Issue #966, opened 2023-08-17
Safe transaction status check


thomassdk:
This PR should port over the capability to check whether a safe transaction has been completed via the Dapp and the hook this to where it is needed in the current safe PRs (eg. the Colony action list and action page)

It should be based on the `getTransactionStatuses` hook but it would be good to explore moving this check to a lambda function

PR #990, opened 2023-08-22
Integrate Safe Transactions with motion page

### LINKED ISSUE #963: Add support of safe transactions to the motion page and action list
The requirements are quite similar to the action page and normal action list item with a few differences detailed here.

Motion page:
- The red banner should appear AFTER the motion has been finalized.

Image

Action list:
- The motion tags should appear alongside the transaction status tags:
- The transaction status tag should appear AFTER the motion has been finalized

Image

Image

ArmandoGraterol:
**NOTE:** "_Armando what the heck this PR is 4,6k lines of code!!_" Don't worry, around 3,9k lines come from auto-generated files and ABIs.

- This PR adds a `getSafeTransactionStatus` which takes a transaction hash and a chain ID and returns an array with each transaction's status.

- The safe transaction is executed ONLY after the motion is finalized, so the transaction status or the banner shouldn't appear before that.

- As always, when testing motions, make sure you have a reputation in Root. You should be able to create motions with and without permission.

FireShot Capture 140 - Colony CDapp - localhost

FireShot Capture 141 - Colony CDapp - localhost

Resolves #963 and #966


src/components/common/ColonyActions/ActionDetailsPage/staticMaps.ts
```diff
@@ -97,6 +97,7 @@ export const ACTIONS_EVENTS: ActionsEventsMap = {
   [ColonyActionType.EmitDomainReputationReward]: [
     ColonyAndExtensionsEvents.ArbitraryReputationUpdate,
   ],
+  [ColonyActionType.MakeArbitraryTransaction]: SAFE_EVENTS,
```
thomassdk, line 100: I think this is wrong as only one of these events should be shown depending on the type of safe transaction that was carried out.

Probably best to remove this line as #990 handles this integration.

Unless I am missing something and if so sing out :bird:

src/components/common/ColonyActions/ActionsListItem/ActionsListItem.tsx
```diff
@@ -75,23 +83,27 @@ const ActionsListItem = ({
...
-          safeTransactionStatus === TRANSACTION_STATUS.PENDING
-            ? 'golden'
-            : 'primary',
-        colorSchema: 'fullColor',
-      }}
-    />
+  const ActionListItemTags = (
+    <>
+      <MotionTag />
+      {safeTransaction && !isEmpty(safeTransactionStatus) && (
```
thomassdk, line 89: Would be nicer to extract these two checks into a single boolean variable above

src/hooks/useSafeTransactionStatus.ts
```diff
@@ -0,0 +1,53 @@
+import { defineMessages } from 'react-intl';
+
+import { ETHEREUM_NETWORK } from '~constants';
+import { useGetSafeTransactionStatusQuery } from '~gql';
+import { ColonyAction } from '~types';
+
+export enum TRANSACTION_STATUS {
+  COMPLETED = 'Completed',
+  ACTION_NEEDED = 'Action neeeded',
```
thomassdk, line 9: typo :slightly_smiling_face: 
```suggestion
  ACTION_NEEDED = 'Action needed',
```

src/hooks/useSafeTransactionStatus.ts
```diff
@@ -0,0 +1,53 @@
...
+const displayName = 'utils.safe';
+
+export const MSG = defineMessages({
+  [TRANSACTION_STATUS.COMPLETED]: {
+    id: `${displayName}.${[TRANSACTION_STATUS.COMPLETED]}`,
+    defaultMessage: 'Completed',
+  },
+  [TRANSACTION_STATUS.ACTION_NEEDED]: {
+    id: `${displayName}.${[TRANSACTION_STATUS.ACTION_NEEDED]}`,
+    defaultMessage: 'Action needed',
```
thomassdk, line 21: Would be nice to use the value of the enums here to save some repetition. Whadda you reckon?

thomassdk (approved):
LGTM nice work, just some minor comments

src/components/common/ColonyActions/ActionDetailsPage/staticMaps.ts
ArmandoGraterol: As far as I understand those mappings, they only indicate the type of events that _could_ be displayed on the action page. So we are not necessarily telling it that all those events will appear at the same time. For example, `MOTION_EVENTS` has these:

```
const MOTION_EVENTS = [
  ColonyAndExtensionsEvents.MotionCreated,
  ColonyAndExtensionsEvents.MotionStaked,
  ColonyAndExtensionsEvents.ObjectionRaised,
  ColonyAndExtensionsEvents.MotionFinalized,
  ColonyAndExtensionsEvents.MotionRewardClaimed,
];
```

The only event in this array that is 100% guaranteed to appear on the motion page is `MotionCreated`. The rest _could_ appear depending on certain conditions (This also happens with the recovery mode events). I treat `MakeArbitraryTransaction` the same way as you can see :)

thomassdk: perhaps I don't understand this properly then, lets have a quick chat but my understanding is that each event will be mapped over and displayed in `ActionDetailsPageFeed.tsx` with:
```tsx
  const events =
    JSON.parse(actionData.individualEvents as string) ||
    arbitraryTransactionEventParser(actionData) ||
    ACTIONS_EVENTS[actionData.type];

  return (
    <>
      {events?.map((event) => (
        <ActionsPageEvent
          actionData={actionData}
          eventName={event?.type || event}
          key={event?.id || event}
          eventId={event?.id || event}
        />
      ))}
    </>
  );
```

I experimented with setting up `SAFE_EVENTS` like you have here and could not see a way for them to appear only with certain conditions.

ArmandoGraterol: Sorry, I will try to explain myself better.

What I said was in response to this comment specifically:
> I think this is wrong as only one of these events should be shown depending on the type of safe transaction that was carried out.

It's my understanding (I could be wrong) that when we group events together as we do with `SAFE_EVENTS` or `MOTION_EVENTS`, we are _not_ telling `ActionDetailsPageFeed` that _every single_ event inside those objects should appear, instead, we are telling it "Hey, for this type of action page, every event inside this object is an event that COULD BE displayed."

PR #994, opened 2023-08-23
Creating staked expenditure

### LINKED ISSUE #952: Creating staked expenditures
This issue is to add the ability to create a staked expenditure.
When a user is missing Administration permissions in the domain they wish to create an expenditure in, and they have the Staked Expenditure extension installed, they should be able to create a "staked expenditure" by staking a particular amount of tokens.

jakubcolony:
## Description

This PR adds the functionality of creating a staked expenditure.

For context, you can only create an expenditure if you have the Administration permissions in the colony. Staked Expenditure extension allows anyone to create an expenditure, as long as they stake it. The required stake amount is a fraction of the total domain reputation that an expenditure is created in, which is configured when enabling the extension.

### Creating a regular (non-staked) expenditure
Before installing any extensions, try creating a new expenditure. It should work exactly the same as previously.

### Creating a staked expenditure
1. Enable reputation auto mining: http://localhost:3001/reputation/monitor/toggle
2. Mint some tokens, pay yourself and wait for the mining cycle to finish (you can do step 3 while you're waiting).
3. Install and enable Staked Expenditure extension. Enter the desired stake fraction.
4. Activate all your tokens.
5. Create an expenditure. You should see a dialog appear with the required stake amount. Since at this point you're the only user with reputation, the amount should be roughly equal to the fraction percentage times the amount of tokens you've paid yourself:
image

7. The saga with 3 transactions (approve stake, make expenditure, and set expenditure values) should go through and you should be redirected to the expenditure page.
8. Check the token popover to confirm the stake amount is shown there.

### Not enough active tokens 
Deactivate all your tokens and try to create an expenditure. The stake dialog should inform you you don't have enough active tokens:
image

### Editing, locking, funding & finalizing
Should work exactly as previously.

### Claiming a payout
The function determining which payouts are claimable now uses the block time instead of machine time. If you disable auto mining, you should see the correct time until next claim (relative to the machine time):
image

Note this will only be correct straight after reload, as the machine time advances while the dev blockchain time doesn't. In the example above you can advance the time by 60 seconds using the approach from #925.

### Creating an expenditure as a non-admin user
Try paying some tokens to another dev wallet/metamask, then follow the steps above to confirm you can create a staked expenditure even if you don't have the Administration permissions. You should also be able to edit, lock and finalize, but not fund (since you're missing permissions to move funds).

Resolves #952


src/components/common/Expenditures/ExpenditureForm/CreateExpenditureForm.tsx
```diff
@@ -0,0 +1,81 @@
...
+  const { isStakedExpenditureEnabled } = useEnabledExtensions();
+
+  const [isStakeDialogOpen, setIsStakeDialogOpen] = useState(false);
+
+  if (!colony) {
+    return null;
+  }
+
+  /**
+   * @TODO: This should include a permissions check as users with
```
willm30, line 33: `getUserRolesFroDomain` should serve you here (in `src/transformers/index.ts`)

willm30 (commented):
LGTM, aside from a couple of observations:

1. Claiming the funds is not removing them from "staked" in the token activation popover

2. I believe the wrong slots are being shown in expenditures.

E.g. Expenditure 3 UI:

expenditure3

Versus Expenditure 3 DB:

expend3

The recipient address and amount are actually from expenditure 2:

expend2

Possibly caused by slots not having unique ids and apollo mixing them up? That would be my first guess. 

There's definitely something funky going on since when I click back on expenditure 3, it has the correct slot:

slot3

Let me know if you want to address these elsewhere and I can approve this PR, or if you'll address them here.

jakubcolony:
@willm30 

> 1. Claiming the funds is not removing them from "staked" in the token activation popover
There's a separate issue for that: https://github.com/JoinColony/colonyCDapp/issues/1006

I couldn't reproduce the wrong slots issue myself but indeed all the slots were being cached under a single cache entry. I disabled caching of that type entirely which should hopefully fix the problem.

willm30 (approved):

------------------------------

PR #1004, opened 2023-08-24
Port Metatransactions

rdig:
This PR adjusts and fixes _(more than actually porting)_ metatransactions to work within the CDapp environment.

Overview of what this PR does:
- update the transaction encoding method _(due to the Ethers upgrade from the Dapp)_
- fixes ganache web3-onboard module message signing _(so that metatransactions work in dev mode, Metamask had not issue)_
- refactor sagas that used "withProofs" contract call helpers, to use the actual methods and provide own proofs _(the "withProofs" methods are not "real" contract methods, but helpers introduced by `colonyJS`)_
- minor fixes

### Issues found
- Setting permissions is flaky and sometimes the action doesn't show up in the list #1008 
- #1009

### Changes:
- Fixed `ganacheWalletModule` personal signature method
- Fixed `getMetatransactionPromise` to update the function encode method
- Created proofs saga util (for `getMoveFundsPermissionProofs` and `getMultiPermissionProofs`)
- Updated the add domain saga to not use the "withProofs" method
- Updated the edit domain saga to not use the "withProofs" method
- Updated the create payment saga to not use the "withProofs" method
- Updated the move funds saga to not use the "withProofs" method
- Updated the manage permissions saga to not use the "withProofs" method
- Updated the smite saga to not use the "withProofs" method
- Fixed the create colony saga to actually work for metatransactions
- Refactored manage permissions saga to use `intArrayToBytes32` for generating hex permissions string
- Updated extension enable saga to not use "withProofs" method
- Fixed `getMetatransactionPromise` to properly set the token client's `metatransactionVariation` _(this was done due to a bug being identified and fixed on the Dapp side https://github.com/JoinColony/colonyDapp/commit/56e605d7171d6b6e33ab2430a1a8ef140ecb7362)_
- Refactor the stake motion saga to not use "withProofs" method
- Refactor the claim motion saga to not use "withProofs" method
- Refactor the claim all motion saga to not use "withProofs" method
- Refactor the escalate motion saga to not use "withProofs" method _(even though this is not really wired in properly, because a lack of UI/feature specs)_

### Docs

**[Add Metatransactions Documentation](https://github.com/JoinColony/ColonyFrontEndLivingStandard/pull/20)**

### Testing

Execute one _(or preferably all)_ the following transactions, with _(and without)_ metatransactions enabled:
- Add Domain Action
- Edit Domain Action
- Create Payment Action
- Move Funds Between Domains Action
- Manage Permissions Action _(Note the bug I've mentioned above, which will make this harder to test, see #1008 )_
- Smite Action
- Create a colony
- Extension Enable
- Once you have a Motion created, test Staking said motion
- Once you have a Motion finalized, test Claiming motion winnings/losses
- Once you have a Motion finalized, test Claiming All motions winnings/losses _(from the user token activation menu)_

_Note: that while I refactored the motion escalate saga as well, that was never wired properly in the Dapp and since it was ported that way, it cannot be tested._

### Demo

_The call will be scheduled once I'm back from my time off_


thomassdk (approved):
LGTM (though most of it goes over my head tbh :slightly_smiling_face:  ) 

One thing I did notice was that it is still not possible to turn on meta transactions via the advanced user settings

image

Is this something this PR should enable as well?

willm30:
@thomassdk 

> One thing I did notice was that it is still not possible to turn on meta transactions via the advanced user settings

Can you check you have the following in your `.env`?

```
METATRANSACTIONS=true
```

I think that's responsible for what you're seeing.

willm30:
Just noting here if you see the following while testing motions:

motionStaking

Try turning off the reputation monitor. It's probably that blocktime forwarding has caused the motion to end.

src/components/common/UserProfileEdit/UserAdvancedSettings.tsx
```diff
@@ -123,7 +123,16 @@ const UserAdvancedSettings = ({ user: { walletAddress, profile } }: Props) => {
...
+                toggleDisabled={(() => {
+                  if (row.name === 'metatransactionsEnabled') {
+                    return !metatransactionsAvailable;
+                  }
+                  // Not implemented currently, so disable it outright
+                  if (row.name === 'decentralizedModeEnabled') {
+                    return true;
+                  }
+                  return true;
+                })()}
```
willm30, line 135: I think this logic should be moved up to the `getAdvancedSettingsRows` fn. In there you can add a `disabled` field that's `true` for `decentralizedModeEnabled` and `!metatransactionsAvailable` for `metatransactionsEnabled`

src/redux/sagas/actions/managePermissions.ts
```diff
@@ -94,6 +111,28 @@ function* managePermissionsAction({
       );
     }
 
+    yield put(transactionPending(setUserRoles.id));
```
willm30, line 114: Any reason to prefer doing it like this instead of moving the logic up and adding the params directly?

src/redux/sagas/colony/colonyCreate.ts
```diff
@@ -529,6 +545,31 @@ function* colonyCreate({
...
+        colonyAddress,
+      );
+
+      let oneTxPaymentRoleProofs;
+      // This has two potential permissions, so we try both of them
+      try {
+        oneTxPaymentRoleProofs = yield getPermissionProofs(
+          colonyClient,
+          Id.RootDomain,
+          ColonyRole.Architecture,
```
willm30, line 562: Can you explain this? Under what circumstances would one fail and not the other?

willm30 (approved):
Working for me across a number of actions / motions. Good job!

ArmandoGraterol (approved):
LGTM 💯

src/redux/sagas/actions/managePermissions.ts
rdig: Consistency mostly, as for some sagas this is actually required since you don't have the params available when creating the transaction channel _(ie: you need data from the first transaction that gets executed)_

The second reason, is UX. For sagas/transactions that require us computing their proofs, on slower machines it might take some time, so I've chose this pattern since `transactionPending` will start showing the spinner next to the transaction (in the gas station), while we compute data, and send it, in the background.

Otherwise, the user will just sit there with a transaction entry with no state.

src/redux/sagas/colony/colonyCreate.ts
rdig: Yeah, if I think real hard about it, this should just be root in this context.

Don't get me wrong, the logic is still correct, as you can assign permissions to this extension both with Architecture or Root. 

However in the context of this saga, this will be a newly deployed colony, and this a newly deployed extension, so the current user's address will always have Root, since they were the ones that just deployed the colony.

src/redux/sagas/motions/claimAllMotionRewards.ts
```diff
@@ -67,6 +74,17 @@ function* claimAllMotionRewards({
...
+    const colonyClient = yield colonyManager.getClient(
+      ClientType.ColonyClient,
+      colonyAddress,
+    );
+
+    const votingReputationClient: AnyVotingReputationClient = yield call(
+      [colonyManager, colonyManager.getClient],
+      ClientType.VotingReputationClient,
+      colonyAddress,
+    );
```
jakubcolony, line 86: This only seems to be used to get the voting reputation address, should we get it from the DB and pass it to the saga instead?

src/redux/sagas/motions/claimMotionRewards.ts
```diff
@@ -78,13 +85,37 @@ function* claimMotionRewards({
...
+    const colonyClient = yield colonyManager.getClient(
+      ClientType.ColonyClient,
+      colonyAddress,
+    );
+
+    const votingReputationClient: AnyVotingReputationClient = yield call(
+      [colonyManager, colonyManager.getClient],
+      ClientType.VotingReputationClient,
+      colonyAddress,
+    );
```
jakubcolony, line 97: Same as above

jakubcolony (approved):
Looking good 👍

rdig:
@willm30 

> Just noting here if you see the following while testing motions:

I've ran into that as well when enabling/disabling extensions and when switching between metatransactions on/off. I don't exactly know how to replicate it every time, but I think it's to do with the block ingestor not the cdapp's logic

------------------------------

*Task instructions*
Copy every line of the entries above in which "telling" occurs.

*Written answer*
ArmandoGraterol: As far as I understand those mappings, they only indicate the type of events that _could_ be displayed on the action page. So we are not necessarily telling it that all those events will appear at the same time. For example, `MOTION_EVENTS` has these:
It's my understanding (I could be wrong) that when we group events together as we do with `SAFE_EVENTS` or `MOTION_EVENTS`, we are _not_ telling `ActionDetailsPageFeed` that _every single_ event inside those objects should appear, instead, we are telling it "Hey, for this type of action page, every event inside this object is an event that COULD BE displayed."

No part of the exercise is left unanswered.